● **TASK OBJECTIVE**: Return exactly the lines below, starting with the one that has "and skip any" and going on through the one that has "matches the above).".

Data entries
━━━
PR #3975, opened 2023-12-24
drop 'malformed member event' log level, given all TR rooms are malformed like this.

ara4n:
---


toger5:
Is TR even compatible with this version of the JS SDK?
I guess this PR comes from trying it and realizing its very noisy.
Or is this logging one can see when openingn a TR in EW?

toger5 (approved):
A debug log makes more sense since both are not specced or offically deprecated which would justify a warning.

PR #3978, opened 2023-12-29
Support for migration from from libolm

### LINKED ISSUE #3964: Rust crypto: support migration to Rust crypto
Part of  support for [migration to Rust Crypto](https://github.com/element-hq/element-web/issues/26678). Depends on https://github.com/matrix-org/matrix-rust-sdk-crypto-wasm/issues/78 and https://github.com/matrix-org/matrix-js-sdk/issues/3963.

 Add a new `migrateFromLegacyCrypto(legacyStore)` method to `js-sdk/src/rust-crypto`, and call it in `MatrixClient.initRustCrypto`, before calling `RustCrypto.initRustCrypto`. First, it needs to check if there might be data to migrate:
   * Call `CryptoStore.containsData` and skip out if no data.
   * Call `CryptoStore.startup`.
   * Call `CryptoStore.getMigrationState` and skip any steps below that are done. Otherwise:
   * Extract the following and send to the rust layer:
      * (Pickled) account.
      * Private cross-signing keys (via `CryptoStore.getSecretStorePrivateKey("master")` etc)
      * Encrypted rooms (via `CryptoStore.getEndToEndRooms`)
      * Backup decryption key (via `CryptoStore.getSecretStorePrivateKey("m.megolm_backup.v1")`)
      * Backup version: we'll have to fetch this from the server (and check the key matches the above).
      Afterwards, call  `CryptoStore.setMigrationState` to flag that this initial import has been done.
   *  Then, migrate the Olm and Megolm sessions, in batches.

We need to emit some sort of progress indication, so that the app can give feedback. Probably something as simple as a `crypto.dataMigrationProgress` event, whose payload includes two numbers including a total number of steps, and a number of steps so far. We can wire this into the `progress_listener` callback of the rust migration functions.

richvdh:
Fixes https://github.com/matrix-org/matrix-js-sdk/issues/3964.

---

## ✨ Features
 * Support for migration from from libolm ([\#3978](https://github.com/matrix-org/matrix-js-sdk/pull/3978)). Fixes #3964.


spec/unit/rust-crypto/rust-crypto.spec.ts
```diff
@@ -73,16 +85,22 @@ describe("initRustCrypto", () => {
...
         } as unknown as Mocked<OlmMachine>;
     }
 
     it("passes through the store params", async () => {
+        const mockStore = { free: jest.fn() } as unknown as StoreHandle;
+        jest.spyOn(StoreHandle, "open").mockResolvedValue(mockStore);
+
         const testOlmMachine = makeTestOlmMachine();
-        jest.spyOn(OlmMachine, "initialize").mockResolvedValue(testOlmMachine);
+        jest.spyOn(OlmMachine, "init_from_store").mockResolvedValue(testOlmMachine);
```
BillCarsonFr, line 103: Surprised to see snake case. A missing jsName in wasm bindings?

BillCarsonFr (approved):
LGTM

spec/unit/rust-crypto/rust-crypto.spec.ts
richvdh: yeah :(. Unfortunately fixing it will mean a new release of the bindings. I'll leave it for now and fix it in a future version of the bindings.

src/crypto/store/base.ts
```diff
@@ -223,6 +223,11 @@ export interface ISession {
     sessionData?: InboundGroupSessionData;
 }
 
+/** Extended data on a Megolm session */
+export interface ISessionExtended extends ISession {
```
t3chguy, line 227: We don't prefix with I anymore

```suggestion
export interface SessionExtended extends ISession {
```

t3chguy (approved):
Looks sane otherwise

PR #3982, opened 2024-01-02
Emit events during migration from libolm

richvdh:
... so that we can display progress feedback in the UI.

part of https://github.com/element-hq/element-web/issues/26773

---

## ✨ Features
 * Emit events during migration from libolm ([\#3982](https://github.com/matrix-org/matrix-js-sdk/pull/3982)).

### DIFF
--- a/spec/unit/rust-crypto/rust-crypto.spec.ts
+++ b/spec/unit/rust-crypto/rust-crypto.spec.ts
@@ -193,6 +193,10 @@ describe("initRustCrypto", () => {
 
             fetchMock.get("path:/_matrix/client/v3/room_keys/version", { version: "45" });
 
+            function legacyMigrationProgressListener(progress: number, total: number): void {
+                logger.log(`migrated ${progress} of ${total}`);
+            }
+
             await initRustCrypto({
                 logger,
                 http: makeMatrixHttpApi(),
@@ -204,6 +208,7 @@ describe("initRustCrypto", () => {
                 storePassphrase: "storePassphrase",
                 legacyCryptoStore: legacyStore,
                 legacyPickleKey: PICKLE_KEY,
+                legacyMigrationProgressListener,
             });
 
             // Check that the migration functions were correctly called
--- a/src/crypto/store/memory-crypto-store.ts
+++ b/src/crypto/store/memory-crypto-store.ts
@@ -533,6 +533,17 @@ export class MemoryCryptoStore implements CryptoStore {
     }
 
     /**
+     * Count the number of Megolm sessions in the database.
+     *
+     * Implementation of {@link CryptoStore.countEndToEndInboundGroupSessions}.
+     *
+     * @internal
+     */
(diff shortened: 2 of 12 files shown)


florianduros (approved):
Looks good

spec/unit/rust-crypto/rust-crypto.spec.ts
```diff
@@ -193,6 +193,10 @@ describe("initRustCrypto", () => {
 
             fetchMock.get("path:/_matrix/client/v3/room_keys/version", { version: "45" });
 
+            function legacyMigrationProgressListener(progress: number, total: number): void {
+                logger.log(`migrated ${progress} of ${total}`);
```
andybalaam, line 197: Should we be logging this in a unit test?

src/crypto/store/memory-crypto-store.ts
```diff
@@ -336,7 +336,11 @@ export class MemoryCryptoStore implements CryptoStore {
     // Olm Sessions
 
     public countEndToEndSessions(txn: unknown, func: (count: number) => void): void {
```
andybalaam, line 338: I'd love an explanation of why this takes `txn` as an argument sometime :-)

andybalaam (approved):
Looks good as far as I understand this stuff.

spec/unit/rust-crypto/rust-crypto.spec.ts
richvdh: I figured it was fairly harmless, and possibly useful when debugging the test. As far as I know there is no particular embargo against logging in tests?

src/crypto/store/memory-crypto-store.ts
richvdh: ugh. Because it wants to expose the same interface as `IndexeddbCryptoStore`. Which, for *some* methods, supports a transaction-based API.

spec/unit/rust-crypto/rust-crypto.spec.ts
andybalaam: I find unit test output hard to understand because of all the logging. My understanding was/is that well-behaved tests would avoid logging, and we have `filterConsole` in matrix-react-sdk as an attempt to document expected console messages without filling the console with spam.

Or is use of `logger` better than `console` in some way? Maybe it doesn't fill the console?

My expectation might be wrong anyway. I just don't think I've seen tests deliberately logging before and wanted to check you meant it.

richvdh: `logger` is no better than `console` as far as I know.

You may be right that the amount of spam from tests is confusing; however this is far from the only thing that gets written.

I kinda wish that jest had better facilities for handling console output from tests. For example, it might default to only showing the log output from failing tests.

andybalaam: Agreed.

PR #3987, opened 2024-01-05
fix IndexedDBStore API documentation

### LINKED ISSUE #3986: IndexedDBStore: createUser is undefined, it should be set with setUserCreator when upgrading 29.1.0 -> 30.3.0
error:

```
Failed initializing matrix:  Error: createUser is undefined, it should be set with setUserCreator()!
    startup http://localhost:8080/node_modules/.vite/deps/chunk-AUCUNUAW.js?v=96c31d21:167359
    startup http://localhost:8080/node_modules/.vite/deps/chunk-AUCUNUAW.js?v=96c31d21:167357
    promise callback*startup http://localhost:8080/node_modules/.vite/deps/chunk-AUCUNUAW.js?v=96c31d21:167355
    startClient http://localhost:8080/src/client/initMatrix.js:42
```

API call:

```js
    const indexedDBStore = new sdk.IndexedDBStore({
      indexedDB: global.indexedDB,
      localStorage: global.localStorage,
      dbName: 'web-sync-store',
    });
    await indexedDBStore.startup(); // <-- fails here

    this.matrixClient = sdk.createClient({
      baseUrl: secret.baseUrl,
      accessToken: secret.accessToken,
      userId: secret.userId,
      store: indexedDBStore,
      cryptoStore: new sdk.IndexedDBCryptoStore(global.indexedDB, 'crypto-store'),
      deviceId: secret.deviceId,
      timelineSupport: true,
      cryptoCallbacks,
      verificationMethods: [
        'm.sas.v1',
      ],
    });
```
━━━
● **FINAL ANSWER**:
   * Call `CryptoStore.getMigrationState` and skip any steps below that are done. Otherwise:
   * Extract the following and send to the rust layer:
      * (Pickled) account.
      * Private cross-signing keys (via `CryptoStore.getSecretStorePrivateKey("master")` etc)
      * Encrypted rooms (via `CryptoStore.getEndToEndRooms`)
      * Backup decryption key (via `CryptoStore.getSecretStorePrivateKey("m.megolm_backup.v1")`)
      * Backup version: we'll have to fetch this from the server (and check the key matches the above).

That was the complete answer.